4.6 If the results of detailed analysis are to be averaged, then both the sample variation and the analysis variation need to be calculated and applied to the result. However, some analysis of the sample variation may be needed, as it may be unacceptably high. For example, for five treated ballast water samples, viable organism number results of 9,9,9,9 and 9 will provide the same average as 0,0,0,0 and 45. Both systems would pass the D-2 standard, if averaged; however, the variation is considerably bigger for the second set of results and may prove to be unacceptable because of the one large value.

4.7 If each of the results is treated as an individual value that has to meet the D-2 standard, then again the confidence limits would have to be calculated from the sampling and analytical errors. Here if all results are less than the D-2 standard, then the sampling has proved that the BWMS is meeting the standard.

4.8 The basic difference between instantaneous and average approaches is that the results of the average approach describe the variations of the concentration of organisms during the de-ballasting event, whereas the results of the instantaneous approach describes the variation based on the assumptions of the Poisson distribution. However, the average approach, based on the results of a few samples, has the disadvantage that the variation may be too high, is unacceptable and needs to be improved, which could invalidate the evaluation and lead to inconclusive results.

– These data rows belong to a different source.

Issue #374, opened 2017-06-30
Add file size check on commit


lykciv:
| Q               | A
| --------------- | ---
| Version         | -
| Bug?            | no
| New feature?    | yes
| Question?       | no
| Documentation?  | no
| Related tickets | -

Git does not cope well with big file sizes. I think it would be good if grumphp would stop you from trying to commit files over a certain size. 

I did a quick google and I found this, so I think it should be possible to implement this feature. I haven't tried it out yet myself:
https://stackoverflow.com/questions/39576257/how-to-limit-file-size-on-commit

veewee:
Since we are using `SplFileObject`s internally, you can easily create a new task and check the `SplFileObject::getSize()` method for every file against a configurable maximum allowed filesize.

Landerstraeten:
@veewee, you can assign this issue to me

PR #379, opened 2017-07-13
Add file size task

Landerstraeten:
| Q             | A
| ------------- | ---
| Branch        | master
| Bug fix?      | no
| New feature?  | yes
| BC breaks?    | no
| Deprecations? | no
| Documented?   | yes
| Fixed tickets | #374 

# New Task Checklist:

### DIFF
--- a/spec/Task/FileSizeSpec.php
+++ b/spec/Task/FileSizeSpec.php
@@ -1,0 +1,93 @@
+<?php
+
+namespace spec\GrumPHP\Task;
+
+use ArrayIterator;
+use GrumPHP\Collection\FilesCollection;
+use GrumPHP\Configuration\GrumPHP;
+use GrumPHP\Process\ProcessBuilder;
+use GrumPHP\Runner\TaskResult;
+use GrumPHP\Runner\TaskResultInterface;
+use GrumPHP\Task\Context\ContextInterface;
+use GrumPHP\Task\Context\GitPreCommitContext;
+use GrumPHP\Task\Context\RunContext;
+use GrumPHP\Task\FileSize;
+use PhpSpec\ObjectBehavior;
+use Symfony\Component\Finder\SplFileInfo;
+use Symfony\Component\OptionsResolver\OptionsResolver;
+
+class FileSizeSpec extends ObjectBehavior
+{
+    function let(GrumPHP $grumPHP)
+    {
+        $grumPHP->getTaskConfiguration('file_size')->willReturn([]);
+        $this->beConstructedWith($grumPHP);
+    }
+
+    function it_is_initializable()
+    {
+        $this->shouldHaveType(FileSize::class);
+    }
+
+    function it_should_have_a_name()
+    {
+        $this->getName()->shouldBe('file_size');
+    }
+
+    function it_should_have_configurable_options()
+    {
+        $options = $this->getConfigurableOptions();
+        $options->shouldBeAnInstanceOf(OptionsResolver::class);
+        $options->getDefinedOptions()->shouldContain('max_size');
+    }
+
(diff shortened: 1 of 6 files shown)


spec/Task/FileSizeSpec.php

4.9 The instantaneous approach has the disadvantage that variations in the organism levels at different times of the discharge are not taken into account, which should not be a problem if all the samples meet the D-2 standard. If the discharge is not always under the D-2 standard, the problem can be mitigated by using a flow-integrated sample over set periods of time, which, if taken properly, represents an average of the organisms in the treated ballast water over that time when presented with variance estimates and confidence intervals. This constitutes a better representation of the ballast water quality than separate samples. In addition, a lower variation should be obtained because a larger sample is being analysed. The average approach is likely to have the same disadvantages unless the samples are very large and collected over most of the discharge.

4.10 The differences between applying an instantaneous sampling regime or an average sampling regime to the result are less extreme when taking numerous flow-integrated samples. This is because for each discharge there will be a number of results arising from samples that have been averaged over a specific time.